[[ Recorded information open ]]
Issue #102, opened 2015-08-14
Friends of Symfony1 (FOS1) Organization?


thePanz:
From the idea on #100 .. what do  you think about merging our efforts to have a FriendsOfSymfony1 (FOS1) organization where let all the Symfony1 related works be unified?

Meaning also to have two different branches of Symfony 1.5.x (with BC-breaks) and Symfony 1.4.x (with fixes and backports only) I saw that other users proposed (and worked) on such 1.4.x updating without BC breaks here: https://github.com/punkave/symfony1 by @boutell

boutell:
I'm all for it as long as it's well maintained — there need to be enough
people who have commit privileges for the 1.4 branch that it doesn't go
stale, yet everyone doing so needs to firmly understand that there are
*zero* bc breaks there.

On Fri, Aug 14, 2015 at 5:48 AM, Ema Panz <notifications@github.com> wrote:

> From the idea on #100 <https://github.com/LExpress/symfony1/issues/100>
> .. what do you think about merging our efforts to have a FriendsOfSymfony1
> (FOS1) organization where let all the Symfony1 related works be unified?
>
> Meaning also to have two different branches of Symfony 1.5.x (with
> BC-breaks) and Symfony 1.4.x (with fixes and backports only) I saw that
> other users proposed (and worked) on such 1.4.x updating without BC breaks
> here: https://github.com/punkave/symfony1 by @boutell
> <https://github.com/boutell>
>
> —
> Reply to this email directly or view it on GitHub
> <https://github.com/LExpress/symfony1/issues/102>.
>



-- 


*THOMAS BOUTELL, *DEV & OPS
P'UNK AVENUE | (215) 755-1330  |  punkave.com

thePanz:
Waiting for @j0k3r and @GromNaN feedback too.
Regarding the BC breaks: unit-tests (plus Travis integration?) could be used to ensure that the 1.4 branch do not get BC breaks. As far as I know the 1.5 branch is not fully successful with all the symfony1 tests.

thePanz:
[...]

PR #200, opened 2018-10-19
[WIP] Add ability to not only cache HTTP 200 and GET method

alquerci:
Add pages with response 200, 203, 300, 301, 302, 404, 410 to cache.
Add to cache response from HEAD method request.

TODO
----

- [ ] Add tests


alquerci:
@j0k3r @GromNaN Can you look for this patch?

I provided all required tests for it.

alquerci:
@GromNaN Thank you for your time and to take care of this.

alquerci:
Noted, then the goal will be to find a new repository based on this version and able to maintain using almost same quality as Symfony.

As I see on the discussion #102 there are many forks but we only need one.

The goal of this patch is to avoid adding another fork.

alquerci:
@thePanz @mkopinsky Can you take a look at this patch?

e1himself:
My point of view on pushing this repo further is to remove code instead of writing more. View caching, for example, should be completely unloaded from the framework to a specialized tool like Varnish.

alquerci:
Hello @e1himself 

Indeed, but I propose this patch because it fix a business issue.

alquerci:
@e1himself What do you think if we add a configuration parameter to activate this patch (to minimize any BC breaks)?

Sometimes a bug can be a feature.

e1himself:
> What do you think if we add a configuration parameter to activate this patch (to minimize any BC breaks)?

If you ask me, I'd say this fix should live in your codebase as a set of stock framework classes overrides. You can do that with `factories.yml` (even though it'll require quite lots of overrides).

I believe we should not bring new features into this repo.

alquerci:
@e1himself Thank you for your feedback.

This PR exists because there is no way to provide this patch as a set of stock framework classes overrides.

This PR provide a bug fix for [HTTP spec](https://tools.ietf.org/html/rfc7231#section-6.1).

Your message is a bit confusing as you start to discuss about a fix, but you finish your message as a feature.

lib/filter/sfExecutionFilter.class.php
```diff
@@ -90,7 +90,29 @@ protected function executeAction($actionInstance)
   {
     // execute the action
     $actionInstance->preExecute();
-    $viewName = $actionInstance->execute($this->context->getRequest());
+
+    try {
+      $viewName = $actionInstance->execute($this->context->getRequest());
```
alquerci: Why to not wrap pre and post execute methods?

e1himself:
@alquerci 

Hey Alexandre,

> This PR exists because there is no way to provide this patch as a set of stock framework classes overrides.

I might be wrong, but I see nothing preventing this.

> Your message is a bit confusing as you start to discuss about a fix, but you finish your message as a feature.

Yes, you're right. I've used inaccurate wording :)
Technically this is a bug fix. But I wanted to say that this PR is bringing something new. Even if it's a missing aspect of an existing feature.

Again, it's not me who should decide on whether this should be merged or not :)

alquerci:
> Again, it's not me who should decide on whether this should be merged or not :)

@e1himself Indeed, but as open-source project the point of view of any code reviewer can be taken account.

As you shared your point of view it means that you are involved on the project. And just for that, thank you.

---

Aside you I am agreed with you about:
> View caching, for example, should be completely unloaded from the framework to a specialized tool like Varnish.

However for a project where there are more than 10 million of landing pages on cache. What is the better solution between :
  1. Migrate the fully cache system to Varnish or other system
  2. Contribute to the framework to provide the patch to share it to other users using the `view_cache`.
  3. Fork the framework and apply the patch, but closing door to open-source community (the company have not enough resources to maintain a custom version).

While solutions first and second are relatively reasonable the third is something to avoid if we want to have a useful @FriendsOfSymfony1 community (at least until the last sf1 project will migrate)

---

I think that such discussion is very constructive for the mindset of @FriendsOfSymfony1 community.

cc @thePanz

PR #202, opened 2018-12-06
Normalise min/max-options for sfValidatorDate

nederdirk:
The `min`/`max` options of `sfValidatorDate` were not normalised in the same way as the input, resulting in the following incorrect behaviour:
```php
$validator = new sfValidatorDateTime([
  'min' => '2018-12-06T09:00:00+00:00',
]);
$validator->clean('2018-12-06T09:59:59+01:00'); // this should throw, because 09:59+01:00 is one minute before 09:00+00:00, but it doesn't
```

This merge request adds tests for this situation and fixes this behaviour


lib/validator/sfValidatorDate.class.php
```diff
@@ -117,6 +117,7 @@ protected function doClean($value)
       else
       {
         $dateMax  = new DateTime($max);
+        $dateMax->setTimezone(new DateTimeZone(date_default_timezone_get()));
```
alquerci: Hello @nederdirk,

Here is not an issue with the time zone but the way where the date time are compared.

The proper way to do it is to compare timestamps.

As the timestamp does not depends on the timezone then all issue will be resolved there.

PR #205, opened 2019-02-09
Fix First translation access

pouletfou:
I ran into a problem where the first Translated field I tried to access would return in the DefaultCulture instead of the current culture because the $record['Translation'] was not set yet.
Testing $record['Translation'] first fixed it


vendethiel:
Seems to me like the isset should fail in that case.

alquerci:
This PR duplicate #184 

See https://github.com/FriendsOfSymfony1/symfony1/pull/184#issuecomment-406818771 for the technical reason.

PR #206, opened 2019-02-20
Fix autoloading for locales with different lowercase rules

sbeining:
The class map generation and the lookup should use a neutral locale to
generate the lowercase classnames.
Without this fix locales like turkish will not be able to load classes
with an uppercase „I“ for example.


j0k3r:
Looks an interesting fix, could you provide a test to cover that changes? Thanks.

PR #209, opened 2019-04-01
Allow 0 and '0' as false for a sfFormInputCheckbox and return null, if controller can't be found as promised in the docblock.

thirsch:


thirsch:
Before changing unit tests: What's your opinion, should '0' and 0 be a "valid" unchecked status?

alquerci:
@thirsch Thank you to spot this issue.

I recommends to take the same spec as Symfony4.

thirsch:
If I got it right, sf4 will allow the user to define the false-values: https://github.com/symfony/form/blob/189f2780738bfc0df71574c131fdb4b809dc2de8/Extension/Core/Type/CheckboxType.php, https://symfony.com/doc/current/reference/forms/types/checkbox.html#false-values - The default seems to be "null". What the sf4-checkbox really will do if false, 0, '' or '0' is provided maybe should be tested, but is a bit out of scope of my current project.

alquerci:
Thank you to dig on it.

> What the sf4-checkbox really will do if false, 0, '' or '0' is provided

https://github.com/symfony/form/blob/v4.2.5/Extension/Core/Type/CheckboxType.php#L45
https://github.com/symfony/form/blob/v4.2.5/Extension/Core/DataTransformer/BooleanToStringTransformer.php#L43-L63

Then the same as sf1 except that sf1 accept any value and not throw an exception.

---

To be sure to avoid any BC breaks. I suggest to add `false_values` option as Symfony do it.

---

Side note:
Please create a dedicated branch where you push this patch on it.
Then create a new PR with this branch.

thirsch:
I'll be back with another PR after adjusting it. But maybe not within the next couple of days.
[[ Recorded information closed ]]
▶ _What the exercise asks_:
Lines above that have "create": copy each of them.

▶ _Solution below_:
Please create a dedicated branch where you push this patch on it.
Then create a new PR with this branch.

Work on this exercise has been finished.